## Your objective
Among the following entries, count the lines that contain "details" and report only the result.

○ ○ ○ ○

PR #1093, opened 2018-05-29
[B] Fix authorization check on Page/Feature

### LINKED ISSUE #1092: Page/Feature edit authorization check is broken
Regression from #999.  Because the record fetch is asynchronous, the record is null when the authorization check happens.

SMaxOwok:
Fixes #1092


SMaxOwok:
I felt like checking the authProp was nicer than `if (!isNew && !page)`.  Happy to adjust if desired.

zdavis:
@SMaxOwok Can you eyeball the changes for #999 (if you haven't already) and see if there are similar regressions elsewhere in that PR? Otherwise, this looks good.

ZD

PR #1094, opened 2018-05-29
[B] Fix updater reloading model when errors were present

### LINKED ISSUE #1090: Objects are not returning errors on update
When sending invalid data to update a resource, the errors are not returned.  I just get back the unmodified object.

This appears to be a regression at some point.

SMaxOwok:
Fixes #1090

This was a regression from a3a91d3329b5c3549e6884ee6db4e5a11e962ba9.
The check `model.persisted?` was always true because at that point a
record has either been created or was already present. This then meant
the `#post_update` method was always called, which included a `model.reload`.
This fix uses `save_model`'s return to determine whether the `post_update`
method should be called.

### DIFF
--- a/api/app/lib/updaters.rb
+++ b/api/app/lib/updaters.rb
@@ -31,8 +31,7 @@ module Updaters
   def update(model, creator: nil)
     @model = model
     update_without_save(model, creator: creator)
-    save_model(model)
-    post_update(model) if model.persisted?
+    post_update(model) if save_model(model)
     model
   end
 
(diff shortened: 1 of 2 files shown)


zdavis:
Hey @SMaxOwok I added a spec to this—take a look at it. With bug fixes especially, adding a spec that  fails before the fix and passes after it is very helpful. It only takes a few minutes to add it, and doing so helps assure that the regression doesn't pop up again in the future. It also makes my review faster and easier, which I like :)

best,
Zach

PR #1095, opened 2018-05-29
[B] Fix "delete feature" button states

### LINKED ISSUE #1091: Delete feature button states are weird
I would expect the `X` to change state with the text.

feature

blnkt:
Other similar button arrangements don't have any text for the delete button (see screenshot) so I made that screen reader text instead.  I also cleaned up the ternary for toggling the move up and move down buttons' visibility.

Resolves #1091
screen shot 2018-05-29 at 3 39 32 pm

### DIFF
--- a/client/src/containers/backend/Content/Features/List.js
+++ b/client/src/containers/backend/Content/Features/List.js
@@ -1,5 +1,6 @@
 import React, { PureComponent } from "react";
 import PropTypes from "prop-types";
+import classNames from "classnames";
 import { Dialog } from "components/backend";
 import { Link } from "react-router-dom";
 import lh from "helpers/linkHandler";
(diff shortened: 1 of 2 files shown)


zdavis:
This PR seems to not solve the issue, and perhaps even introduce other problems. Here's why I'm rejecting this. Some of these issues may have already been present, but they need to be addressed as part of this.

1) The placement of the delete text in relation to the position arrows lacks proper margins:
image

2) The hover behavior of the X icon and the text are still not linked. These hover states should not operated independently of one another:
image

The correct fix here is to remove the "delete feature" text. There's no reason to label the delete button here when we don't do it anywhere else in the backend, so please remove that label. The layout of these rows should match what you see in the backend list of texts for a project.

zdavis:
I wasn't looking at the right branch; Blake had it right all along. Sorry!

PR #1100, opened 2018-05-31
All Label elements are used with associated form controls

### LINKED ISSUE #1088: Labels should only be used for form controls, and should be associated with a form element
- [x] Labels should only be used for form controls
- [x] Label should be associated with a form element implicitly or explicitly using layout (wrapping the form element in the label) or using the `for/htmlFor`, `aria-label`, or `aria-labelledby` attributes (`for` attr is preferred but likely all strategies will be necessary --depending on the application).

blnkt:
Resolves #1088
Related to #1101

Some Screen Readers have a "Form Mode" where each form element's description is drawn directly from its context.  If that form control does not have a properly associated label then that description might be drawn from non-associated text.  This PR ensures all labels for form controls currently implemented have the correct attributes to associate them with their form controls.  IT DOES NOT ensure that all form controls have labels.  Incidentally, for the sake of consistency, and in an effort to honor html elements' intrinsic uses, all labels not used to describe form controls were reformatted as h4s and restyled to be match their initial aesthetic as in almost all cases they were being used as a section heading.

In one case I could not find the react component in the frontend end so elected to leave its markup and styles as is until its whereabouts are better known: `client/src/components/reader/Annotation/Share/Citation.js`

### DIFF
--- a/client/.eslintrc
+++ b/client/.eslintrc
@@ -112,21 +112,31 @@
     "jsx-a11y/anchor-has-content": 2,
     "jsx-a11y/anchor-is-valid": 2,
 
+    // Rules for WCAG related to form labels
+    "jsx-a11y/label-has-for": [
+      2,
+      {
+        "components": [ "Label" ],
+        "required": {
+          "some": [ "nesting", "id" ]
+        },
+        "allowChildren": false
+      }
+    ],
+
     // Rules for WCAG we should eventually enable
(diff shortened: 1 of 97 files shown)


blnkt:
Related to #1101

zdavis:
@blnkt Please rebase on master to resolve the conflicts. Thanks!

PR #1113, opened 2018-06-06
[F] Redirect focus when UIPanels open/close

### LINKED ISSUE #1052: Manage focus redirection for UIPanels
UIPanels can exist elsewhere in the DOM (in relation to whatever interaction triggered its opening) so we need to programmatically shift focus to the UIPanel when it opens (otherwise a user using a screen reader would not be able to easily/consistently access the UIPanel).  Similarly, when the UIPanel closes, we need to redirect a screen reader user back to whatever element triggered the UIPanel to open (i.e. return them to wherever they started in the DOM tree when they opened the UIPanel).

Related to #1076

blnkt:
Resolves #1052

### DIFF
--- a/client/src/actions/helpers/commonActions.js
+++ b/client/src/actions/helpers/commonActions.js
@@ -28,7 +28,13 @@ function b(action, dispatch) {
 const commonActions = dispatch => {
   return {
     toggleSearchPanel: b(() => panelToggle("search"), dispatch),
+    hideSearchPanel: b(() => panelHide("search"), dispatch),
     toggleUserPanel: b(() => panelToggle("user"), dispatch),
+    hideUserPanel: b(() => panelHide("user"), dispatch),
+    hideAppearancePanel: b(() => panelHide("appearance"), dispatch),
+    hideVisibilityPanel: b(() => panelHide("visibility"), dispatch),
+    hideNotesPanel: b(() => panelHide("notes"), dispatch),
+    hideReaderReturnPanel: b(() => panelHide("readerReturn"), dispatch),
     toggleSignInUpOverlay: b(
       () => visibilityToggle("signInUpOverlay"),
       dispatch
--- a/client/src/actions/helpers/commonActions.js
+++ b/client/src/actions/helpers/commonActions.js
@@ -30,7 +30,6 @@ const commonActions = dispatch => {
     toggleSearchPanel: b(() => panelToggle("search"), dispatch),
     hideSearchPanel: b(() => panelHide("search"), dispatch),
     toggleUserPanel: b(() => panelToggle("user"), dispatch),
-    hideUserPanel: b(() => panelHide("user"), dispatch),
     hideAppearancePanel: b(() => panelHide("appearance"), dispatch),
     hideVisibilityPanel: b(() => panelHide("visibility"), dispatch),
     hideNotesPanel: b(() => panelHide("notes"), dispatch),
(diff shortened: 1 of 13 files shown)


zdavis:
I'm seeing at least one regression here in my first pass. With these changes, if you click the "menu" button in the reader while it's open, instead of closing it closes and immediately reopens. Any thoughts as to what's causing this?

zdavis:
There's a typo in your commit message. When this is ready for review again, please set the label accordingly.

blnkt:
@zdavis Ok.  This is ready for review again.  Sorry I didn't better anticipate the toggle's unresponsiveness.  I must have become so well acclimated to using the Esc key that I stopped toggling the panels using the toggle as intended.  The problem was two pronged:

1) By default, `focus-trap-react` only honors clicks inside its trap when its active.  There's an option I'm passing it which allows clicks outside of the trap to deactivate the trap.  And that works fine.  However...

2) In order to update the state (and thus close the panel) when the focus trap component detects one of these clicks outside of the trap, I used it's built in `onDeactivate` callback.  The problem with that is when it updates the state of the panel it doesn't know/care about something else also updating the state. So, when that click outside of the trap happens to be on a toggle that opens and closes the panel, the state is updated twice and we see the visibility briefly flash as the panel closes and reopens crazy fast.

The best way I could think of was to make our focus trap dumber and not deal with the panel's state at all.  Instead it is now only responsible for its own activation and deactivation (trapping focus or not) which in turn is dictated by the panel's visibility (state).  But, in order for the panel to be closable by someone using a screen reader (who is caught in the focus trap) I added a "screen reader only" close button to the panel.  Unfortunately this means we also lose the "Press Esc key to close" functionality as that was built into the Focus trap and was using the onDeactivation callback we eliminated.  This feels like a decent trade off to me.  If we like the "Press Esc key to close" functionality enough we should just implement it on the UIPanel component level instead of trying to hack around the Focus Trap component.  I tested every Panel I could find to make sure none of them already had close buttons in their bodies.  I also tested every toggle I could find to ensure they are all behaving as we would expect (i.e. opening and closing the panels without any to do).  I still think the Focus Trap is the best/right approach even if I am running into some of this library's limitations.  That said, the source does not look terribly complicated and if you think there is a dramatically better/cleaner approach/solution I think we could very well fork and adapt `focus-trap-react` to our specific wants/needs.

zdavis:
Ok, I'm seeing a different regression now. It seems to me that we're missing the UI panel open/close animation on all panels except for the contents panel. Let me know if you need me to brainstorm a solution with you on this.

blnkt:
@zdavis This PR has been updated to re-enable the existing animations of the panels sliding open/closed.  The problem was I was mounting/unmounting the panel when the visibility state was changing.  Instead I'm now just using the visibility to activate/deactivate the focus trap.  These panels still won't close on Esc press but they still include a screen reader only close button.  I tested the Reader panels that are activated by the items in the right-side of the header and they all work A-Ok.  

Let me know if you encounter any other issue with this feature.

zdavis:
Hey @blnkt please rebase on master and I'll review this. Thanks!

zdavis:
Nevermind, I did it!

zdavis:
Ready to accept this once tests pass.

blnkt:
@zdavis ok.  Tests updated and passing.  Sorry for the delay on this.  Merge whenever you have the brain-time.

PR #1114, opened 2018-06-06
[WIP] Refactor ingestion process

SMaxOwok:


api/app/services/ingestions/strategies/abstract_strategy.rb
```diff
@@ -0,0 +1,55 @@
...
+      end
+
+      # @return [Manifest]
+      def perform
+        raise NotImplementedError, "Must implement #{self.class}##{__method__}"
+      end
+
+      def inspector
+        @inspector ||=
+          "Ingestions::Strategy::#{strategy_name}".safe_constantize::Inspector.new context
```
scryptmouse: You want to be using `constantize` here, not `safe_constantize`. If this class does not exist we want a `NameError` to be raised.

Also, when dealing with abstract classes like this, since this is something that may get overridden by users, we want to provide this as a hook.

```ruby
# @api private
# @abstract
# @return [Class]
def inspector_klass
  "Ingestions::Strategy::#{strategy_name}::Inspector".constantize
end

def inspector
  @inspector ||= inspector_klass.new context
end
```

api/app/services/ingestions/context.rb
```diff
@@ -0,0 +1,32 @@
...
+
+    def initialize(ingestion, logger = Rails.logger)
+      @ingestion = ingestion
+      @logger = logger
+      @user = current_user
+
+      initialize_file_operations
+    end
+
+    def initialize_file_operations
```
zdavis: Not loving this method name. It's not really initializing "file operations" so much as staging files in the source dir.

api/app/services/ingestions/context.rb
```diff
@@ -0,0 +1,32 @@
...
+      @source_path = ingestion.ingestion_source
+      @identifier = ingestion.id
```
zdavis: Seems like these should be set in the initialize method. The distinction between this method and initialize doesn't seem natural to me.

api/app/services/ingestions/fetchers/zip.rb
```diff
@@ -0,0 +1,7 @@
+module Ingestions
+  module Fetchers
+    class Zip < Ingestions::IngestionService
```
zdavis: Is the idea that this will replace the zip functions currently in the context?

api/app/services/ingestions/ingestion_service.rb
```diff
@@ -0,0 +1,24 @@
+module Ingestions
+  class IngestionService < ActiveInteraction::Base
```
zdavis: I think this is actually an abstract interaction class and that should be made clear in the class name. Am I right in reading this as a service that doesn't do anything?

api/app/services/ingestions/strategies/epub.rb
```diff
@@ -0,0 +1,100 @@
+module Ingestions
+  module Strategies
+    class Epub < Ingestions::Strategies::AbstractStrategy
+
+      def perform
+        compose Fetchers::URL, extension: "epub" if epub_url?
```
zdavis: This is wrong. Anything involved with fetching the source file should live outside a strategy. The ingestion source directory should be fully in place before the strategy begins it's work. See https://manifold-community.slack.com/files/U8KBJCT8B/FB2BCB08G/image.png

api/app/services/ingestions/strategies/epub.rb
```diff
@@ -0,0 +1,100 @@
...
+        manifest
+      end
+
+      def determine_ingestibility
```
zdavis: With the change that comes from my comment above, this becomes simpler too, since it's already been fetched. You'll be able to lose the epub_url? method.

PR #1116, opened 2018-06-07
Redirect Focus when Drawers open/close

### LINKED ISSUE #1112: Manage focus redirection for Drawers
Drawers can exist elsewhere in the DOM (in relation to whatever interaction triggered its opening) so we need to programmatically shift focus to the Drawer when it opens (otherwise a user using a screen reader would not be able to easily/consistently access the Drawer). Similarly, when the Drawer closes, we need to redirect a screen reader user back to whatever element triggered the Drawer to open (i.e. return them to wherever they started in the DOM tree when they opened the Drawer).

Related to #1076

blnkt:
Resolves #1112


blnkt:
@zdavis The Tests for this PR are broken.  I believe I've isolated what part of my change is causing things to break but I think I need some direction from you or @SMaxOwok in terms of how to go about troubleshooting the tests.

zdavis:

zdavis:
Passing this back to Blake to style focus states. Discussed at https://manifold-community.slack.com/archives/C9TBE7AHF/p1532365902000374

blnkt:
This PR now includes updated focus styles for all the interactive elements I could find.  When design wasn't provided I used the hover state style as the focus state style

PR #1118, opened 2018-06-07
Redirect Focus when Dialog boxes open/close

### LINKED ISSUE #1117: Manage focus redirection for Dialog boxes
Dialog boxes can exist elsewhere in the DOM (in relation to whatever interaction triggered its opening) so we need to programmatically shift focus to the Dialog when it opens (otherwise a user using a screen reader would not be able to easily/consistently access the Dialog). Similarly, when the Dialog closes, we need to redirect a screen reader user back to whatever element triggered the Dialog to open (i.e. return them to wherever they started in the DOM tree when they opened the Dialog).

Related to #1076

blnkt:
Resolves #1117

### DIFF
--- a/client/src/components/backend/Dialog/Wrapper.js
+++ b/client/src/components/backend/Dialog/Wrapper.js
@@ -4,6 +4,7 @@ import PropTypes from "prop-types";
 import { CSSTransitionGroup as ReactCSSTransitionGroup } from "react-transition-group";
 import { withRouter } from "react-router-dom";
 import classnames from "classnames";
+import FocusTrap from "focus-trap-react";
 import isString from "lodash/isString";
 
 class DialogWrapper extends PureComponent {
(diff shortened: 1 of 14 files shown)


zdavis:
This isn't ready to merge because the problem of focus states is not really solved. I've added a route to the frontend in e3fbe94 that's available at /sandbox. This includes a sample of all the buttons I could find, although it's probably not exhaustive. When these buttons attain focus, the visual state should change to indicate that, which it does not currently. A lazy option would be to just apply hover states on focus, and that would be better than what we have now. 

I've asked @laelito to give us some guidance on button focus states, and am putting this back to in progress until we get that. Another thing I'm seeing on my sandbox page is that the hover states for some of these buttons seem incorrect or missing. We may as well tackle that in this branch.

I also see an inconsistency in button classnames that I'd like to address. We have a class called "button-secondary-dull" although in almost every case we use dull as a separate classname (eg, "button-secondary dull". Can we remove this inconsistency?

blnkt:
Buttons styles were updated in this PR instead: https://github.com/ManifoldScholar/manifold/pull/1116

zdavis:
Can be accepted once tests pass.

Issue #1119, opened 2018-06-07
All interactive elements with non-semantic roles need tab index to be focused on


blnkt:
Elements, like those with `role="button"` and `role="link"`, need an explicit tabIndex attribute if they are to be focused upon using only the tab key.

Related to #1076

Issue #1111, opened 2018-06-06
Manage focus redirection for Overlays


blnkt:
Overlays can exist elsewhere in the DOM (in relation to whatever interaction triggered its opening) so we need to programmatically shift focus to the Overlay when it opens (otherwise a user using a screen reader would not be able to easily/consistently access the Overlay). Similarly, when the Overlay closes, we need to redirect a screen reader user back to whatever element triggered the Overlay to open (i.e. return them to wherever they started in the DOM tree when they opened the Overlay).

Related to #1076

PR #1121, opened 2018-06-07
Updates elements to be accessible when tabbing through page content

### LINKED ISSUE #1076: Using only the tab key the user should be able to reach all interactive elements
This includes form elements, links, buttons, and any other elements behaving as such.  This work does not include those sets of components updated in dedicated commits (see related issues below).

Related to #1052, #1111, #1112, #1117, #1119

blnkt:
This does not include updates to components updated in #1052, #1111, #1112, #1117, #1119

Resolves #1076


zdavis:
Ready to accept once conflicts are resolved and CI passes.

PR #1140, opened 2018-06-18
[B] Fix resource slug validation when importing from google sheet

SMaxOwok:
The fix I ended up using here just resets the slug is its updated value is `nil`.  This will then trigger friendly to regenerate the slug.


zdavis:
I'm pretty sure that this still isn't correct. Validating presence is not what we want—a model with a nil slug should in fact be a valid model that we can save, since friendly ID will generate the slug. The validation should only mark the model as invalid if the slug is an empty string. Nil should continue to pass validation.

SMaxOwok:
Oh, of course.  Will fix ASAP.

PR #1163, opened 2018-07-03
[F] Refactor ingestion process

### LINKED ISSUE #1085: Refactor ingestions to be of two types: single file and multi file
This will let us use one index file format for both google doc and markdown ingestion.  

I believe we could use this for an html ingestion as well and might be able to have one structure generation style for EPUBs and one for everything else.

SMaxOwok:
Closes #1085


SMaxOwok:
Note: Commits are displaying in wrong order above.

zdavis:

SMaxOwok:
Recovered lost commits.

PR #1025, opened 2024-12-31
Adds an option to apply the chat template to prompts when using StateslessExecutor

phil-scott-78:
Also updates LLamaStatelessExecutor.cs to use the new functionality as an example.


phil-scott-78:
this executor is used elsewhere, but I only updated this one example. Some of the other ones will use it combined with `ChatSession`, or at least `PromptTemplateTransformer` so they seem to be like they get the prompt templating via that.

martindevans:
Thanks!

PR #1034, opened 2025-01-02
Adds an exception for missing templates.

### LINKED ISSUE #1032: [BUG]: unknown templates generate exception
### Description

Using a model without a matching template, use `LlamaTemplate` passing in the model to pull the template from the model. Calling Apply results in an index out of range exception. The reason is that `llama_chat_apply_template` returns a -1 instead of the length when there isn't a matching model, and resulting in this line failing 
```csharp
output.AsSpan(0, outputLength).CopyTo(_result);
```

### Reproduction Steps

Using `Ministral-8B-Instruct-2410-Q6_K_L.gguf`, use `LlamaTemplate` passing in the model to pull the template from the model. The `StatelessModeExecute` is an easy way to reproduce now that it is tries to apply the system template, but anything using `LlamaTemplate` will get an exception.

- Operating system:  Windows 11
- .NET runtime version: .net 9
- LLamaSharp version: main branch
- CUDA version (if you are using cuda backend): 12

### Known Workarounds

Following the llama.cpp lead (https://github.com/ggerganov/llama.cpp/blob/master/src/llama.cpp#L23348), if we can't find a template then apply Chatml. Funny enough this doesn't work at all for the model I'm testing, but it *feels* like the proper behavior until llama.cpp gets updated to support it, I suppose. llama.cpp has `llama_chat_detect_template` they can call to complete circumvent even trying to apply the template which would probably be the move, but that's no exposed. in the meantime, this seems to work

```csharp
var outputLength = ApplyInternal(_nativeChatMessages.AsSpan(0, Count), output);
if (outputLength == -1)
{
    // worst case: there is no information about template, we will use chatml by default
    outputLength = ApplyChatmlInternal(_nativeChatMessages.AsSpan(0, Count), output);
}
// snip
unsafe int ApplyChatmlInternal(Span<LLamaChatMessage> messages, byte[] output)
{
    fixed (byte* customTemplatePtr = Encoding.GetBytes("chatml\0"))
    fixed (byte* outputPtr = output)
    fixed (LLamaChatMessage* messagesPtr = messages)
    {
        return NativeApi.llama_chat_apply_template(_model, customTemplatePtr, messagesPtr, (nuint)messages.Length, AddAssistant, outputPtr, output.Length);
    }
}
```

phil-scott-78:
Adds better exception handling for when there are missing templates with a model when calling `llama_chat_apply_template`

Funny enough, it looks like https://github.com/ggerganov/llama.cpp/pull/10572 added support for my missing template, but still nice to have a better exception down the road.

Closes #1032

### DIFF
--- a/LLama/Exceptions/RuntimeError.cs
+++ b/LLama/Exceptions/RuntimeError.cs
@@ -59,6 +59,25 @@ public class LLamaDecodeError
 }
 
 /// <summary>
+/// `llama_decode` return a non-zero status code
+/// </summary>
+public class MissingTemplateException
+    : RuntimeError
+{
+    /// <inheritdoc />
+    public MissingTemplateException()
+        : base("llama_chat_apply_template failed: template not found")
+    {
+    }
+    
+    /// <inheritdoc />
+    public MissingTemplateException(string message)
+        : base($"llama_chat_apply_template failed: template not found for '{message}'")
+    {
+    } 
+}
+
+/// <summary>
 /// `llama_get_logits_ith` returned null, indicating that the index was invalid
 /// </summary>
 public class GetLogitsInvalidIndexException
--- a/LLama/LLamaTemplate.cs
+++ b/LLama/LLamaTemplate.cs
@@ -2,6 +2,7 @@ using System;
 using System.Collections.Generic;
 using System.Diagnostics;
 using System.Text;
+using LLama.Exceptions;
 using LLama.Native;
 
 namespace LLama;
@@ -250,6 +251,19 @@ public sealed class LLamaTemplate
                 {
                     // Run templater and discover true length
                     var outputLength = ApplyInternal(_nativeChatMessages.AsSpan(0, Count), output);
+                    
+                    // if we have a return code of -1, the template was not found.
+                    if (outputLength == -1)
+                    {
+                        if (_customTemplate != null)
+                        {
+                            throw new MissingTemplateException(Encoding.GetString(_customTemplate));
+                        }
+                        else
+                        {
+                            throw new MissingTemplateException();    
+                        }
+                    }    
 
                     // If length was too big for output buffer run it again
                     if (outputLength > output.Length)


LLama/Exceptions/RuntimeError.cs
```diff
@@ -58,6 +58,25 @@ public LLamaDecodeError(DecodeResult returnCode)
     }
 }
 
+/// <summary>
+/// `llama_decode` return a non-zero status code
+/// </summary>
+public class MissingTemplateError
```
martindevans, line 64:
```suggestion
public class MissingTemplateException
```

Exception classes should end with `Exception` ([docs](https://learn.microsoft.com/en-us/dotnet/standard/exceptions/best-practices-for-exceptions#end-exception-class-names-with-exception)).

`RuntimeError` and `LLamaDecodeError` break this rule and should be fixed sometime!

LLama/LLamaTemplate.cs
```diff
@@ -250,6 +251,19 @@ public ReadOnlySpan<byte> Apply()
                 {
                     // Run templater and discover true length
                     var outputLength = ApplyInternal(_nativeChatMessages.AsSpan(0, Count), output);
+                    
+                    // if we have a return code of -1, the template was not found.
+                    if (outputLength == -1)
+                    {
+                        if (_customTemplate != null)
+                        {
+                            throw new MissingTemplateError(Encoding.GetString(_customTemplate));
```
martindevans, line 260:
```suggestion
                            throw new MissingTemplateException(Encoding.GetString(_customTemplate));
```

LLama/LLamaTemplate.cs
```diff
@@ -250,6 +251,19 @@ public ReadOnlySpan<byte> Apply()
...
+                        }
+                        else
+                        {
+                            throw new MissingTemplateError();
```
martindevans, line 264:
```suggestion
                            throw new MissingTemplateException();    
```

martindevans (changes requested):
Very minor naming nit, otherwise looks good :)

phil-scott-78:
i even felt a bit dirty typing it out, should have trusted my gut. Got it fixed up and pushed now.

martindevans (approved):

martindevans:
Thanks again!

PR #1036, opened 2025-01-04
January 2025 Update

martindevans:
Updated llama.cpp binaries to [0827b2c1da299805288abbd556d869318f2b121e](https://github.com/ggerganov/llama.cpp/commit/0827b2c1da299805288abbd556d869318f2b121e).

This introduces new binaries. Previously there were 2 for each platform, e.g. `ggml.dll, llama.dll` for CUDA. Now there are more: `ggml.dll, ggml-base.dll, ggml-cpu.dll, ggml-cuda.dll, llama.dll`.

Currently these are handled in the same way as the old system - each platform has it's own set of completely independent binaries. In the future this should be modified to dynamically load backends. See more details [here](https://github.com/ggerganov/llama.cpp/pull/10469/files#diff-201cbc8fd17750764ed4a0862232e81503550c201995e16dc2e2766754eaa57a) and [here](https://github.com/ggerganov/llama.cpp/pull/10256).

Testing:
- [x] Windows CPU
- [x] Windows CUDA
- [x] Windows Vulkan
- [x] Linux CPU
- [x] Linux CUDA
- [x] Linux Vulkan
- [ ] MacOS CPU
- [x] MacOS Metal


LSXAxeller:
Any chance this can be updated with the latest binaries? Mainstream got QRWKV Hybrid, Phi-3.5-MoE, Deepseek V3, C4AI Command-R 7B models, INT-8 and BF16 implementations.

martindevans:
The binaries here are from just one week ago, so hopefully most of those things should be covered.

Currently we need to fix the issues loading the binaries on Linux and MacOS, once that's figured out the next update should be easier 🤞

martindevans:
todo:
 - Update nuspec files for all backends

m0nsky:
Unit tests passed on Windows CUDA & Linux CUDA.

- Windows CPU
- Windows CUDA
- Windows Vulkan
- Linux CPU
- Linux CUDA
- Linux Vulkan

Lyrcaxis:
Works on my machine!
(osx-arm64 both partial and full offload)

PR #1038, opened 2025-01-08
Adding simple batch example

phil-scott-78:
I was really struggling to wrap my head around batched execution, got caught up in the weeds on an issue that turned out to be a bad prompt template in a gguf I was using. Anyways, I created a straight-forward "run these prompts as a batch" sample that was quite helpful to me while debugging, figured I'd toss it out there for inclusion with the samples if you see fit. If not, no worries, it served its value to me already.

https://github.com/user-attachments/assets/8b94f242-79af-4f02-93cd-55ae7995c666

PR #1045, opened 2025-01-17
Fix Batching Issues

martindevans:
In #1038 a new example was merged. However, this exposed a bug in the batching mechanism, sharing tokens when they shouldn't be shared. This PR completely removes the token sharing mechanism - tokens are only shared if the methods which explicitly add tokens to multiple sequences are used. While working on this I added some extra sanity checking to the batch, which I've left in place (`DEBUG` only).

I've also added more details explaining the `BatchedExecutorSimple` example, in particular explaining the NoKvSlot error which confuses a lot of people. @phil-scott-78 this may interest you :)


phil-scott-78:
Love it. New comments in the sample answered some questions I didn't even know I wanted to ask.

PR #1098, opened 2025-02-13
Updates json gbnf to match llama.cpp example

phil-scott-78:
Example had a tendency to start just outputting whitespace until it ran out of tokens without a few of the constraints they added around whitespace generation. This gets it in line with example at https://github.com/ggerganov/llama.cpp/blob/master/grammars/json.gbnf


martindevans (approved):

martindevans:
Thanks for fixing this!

○ ○ ○ ○

## Written solution
2